1. 1.4133, 1.5719, 0.2245

2. ['1.4133', ' 1.5719', ' 0.2245']

3. testing: [1, 2, 0]

4. epoch:  0  loss:  55.2411003112793

5. 1.2133, 1.3719, 0.0245

6. ['1.2133', ' 1.3719', ' 0.0245']

7. testing: [1, 1, 0]

8. epoch:  1  loss:  55.2411003112793

9. 0.8133, 0.9719, -0.3755

10. ['0.8133', ' 0.9719', ' -0.3755']

11. testing: [1, 1, 0]

12. epoch:  2  loss:  55.2411003112793

13. 0.2133, 0.3719, -0.9755

14. ['0.2133', ' 0.3719', ' -0.9755']

15. epoch:  3  loss:  100.0

16. -0.5867, -0.4281, -1.7755

17. ['-0.5867', ' -0.4281', ' -1.7755']

18. epoch:  4  loss:  100.0

19. -1.5867, -1.4281, -2.7755

20. ['-1.5867', ' -1.4281', ' -2.7755']

21. epoch:  5  loss:  100.0

22. -2.7867, -2.6281, -3.9755

23. ['-2.7867', ' -2.6281', ' -3.9755']

24. epoch:  6  loss:  100.0

25. -4.1867, -4.0281, -5.3755

26. ['-4.1867', ' -4.0281', ' -5.3755']

27. epoch:  7  loss:  100.0

28. -5.7867, -5.6281, -6.9755

29. ['-5.7867', ' -5.6281', ' -6.9755']

30. epoch:  8  loss:  100.0

31. -7.5867, -7.4281, -8.7755

32. ['-7.5867', ' -7.4281', ' -8.7755']

33. epoch:  9  loss:  100.0

birdy654 · March 21, 2019, 2:02pm

PS: If I switch around the loss to:

loss = torch.mean((output.detach() - output)+ftn)

then the opposite occurs, the outputs simply increase according to the learning rate and momentum, with no influence from the discovered value of ftn according to the three outputs

electric93 · August 22, 2021, 11:37am

I’m having the same issue … did you solve this? And if so, how?
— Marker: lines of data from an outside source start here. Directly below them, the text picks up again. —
PR #1178, opened 2019-05-11
Fix errors in event handlers resolve

krasnotsvetov:
Fix RIDER-27445
Fix RIDER-27684

### DIFF
--- a/resharper/resharper-unity/src/UnityApi.cs
+++ b/resharper/resharper-unity/src/UnityApi.cs
@@ -129,22 +129,22 @@ namespace JetBrains.ReSharper.Plugins.Unity
         // scene. We don't have enough information to do this by name, so we'll mark all potential event handlers as
         // implicitly used by Unity
         // See https://github.com/Unity-Technologies/UnityCsReference/blob/02f8e8ca594f156dd6b2088ad89451143ca1b87e/Editor/Mono/Inspector/UnityEventDrawer.cs#L397
-        public bool IsPotentialEventHandler([CanBeNull] IMethod method)
+        public bool IsPotentialEventHandler([CanBeNull] IMethod method, bool isFindUsages = false)
         {
             if (method == null || !method.ReturnType.IsVoid())
                 return false;
 
             // Type.GetMethods() returns public instance methods only
-            if (method.GetAccessRights() != AccessRights.PUBLIC || method.IsStatic)
+            if (method.GetAccessRights() != AccessRights.PUBLIC && !isFindUsages|| method.IsStatic)
                 return false;
 
             return IsUnityType(method.GetContainingType()) &&
                    !method.HasAttributeInstance(PredefinedType.OBSOLETE_ATTRIBUTE_CLASS, true);
         }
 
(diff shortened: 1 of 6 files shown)


resharper/resharper-unity/src/UnityApi.cs
```diff
@@ -129,22 +129,22 @@ public bool IsInjectedField([CanBeNull] IField field)
...
         // See https://github.com/Unity-Technologies/UnityCsReference/blob/02f8e8ca594f156dd6b2088ad89451143ca1b87e/Editor/Mono/Inspector/UnityEventDrawer.cs#L397
-        public bool IsPotentialEventHandler([CanBeNull] IMethod method)
+        public bool IsPotentialEventHandler([CanBeNull] IMethod method, bool isFindUsages = false)
         {
             if (method == null || !method.ReturnType.IsVoid())
                 return false;
 
             // Type.GetMethods() returns public instance methods only
-            if (method.GetAccessRights() != AccessRights.PUBLIC || method.IsStatic)
+            if (method.GetAccessRights() != AccessRights.PUBLIC && !isFindUsages|| method.IsStatic)
```
citizenmatt: I think it's worth adding a comment here to say that the Unity Editor will only list public methods, but will invoke any method, even if it's private.

It might even be worth getting rid of the `isFindUsages`, and making `true` the default action.

resharper/resharper-unity/src/Yaml/Psi/Resolve/EventHandlerSymbolFilter.cs
```diff
@@ -0,0 +1,58 @@
...
+using JetBrains.ReSharper.Psi.Resolve;
+
+namespace JetBrains.ReSharper.Plugins.Unity.Yaml.Psi.Resolve
+{
+    public class EventHandlerSymbolFilter : SimpleSymbolFilter
+    {
+        private IType myType;
+        public EventHandlerSymbolFilter(int mode, string type, IPsiModule psiModule)
+        {
+            if (mode == 2)
```
citizenmatt: Can we use an enum or constants instead of raw values? I don't know what 0 or 1 means here.

resharper/resharper-unity/src/Yaml/Psi/Resolve/UnityEventTargetReferenceFactory.cs
```diff
@@ -62,7 +63,18 @@ public ReferenceCollection GetReferences(ITreeNode element, ReferenceCollection
                 var fileID = callMapNode.FindMapEntryBySimpleKey("m_Target")?.Value.AsFileID();
                 if (fileID != null && !fileID.IsNullReference && fileID.guid == null)
                 {
-                    var reference = new UnityEventTargetReference(methodNameValue, fileID);
+                    var text = callMapNode.Entries.FirstOrDefault(t => t.Key.MatchesPlainScalarText("m_Mode"))?.Value
+                        .GetPlainScalarText();
+                    if (!int.TryParse(text, out var mode))
+                        return ReferenceCollection.Empty;
```
citizenmatt: What happens if `m_Mode` is empty?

birdy654 · August 22, 2021, 9:19pm

Hi @electric93 - it’s been a long time since I posted this and I’ve since learnt a lot about neural networks! I instead decided to go with a Deep Q Learning approach for this problem rather than a direct learning function, but I’ve found that heuristic searches are often much better and are less computationally expensive

electric93 · August 22, 2021, 9:27pm

Okay maybe your problem is not as close to mine as I thought. My issue is that I generate parameters using a CNN that then drive a rendering software (Blender) which outputs an image and then I compare that image to the target image (which I do have) and that is basically the loss. But since all of this is externally (I’d be very surprised if something like this is possible with pytorch functions), I don’t know how to backpropagate such a loss, since there’s basically a gap in the computational graph, since all of the rendering and image comparison is not part of the pytorch functions. How would you go about something like this?
Thank you for your time and have a wonderful day!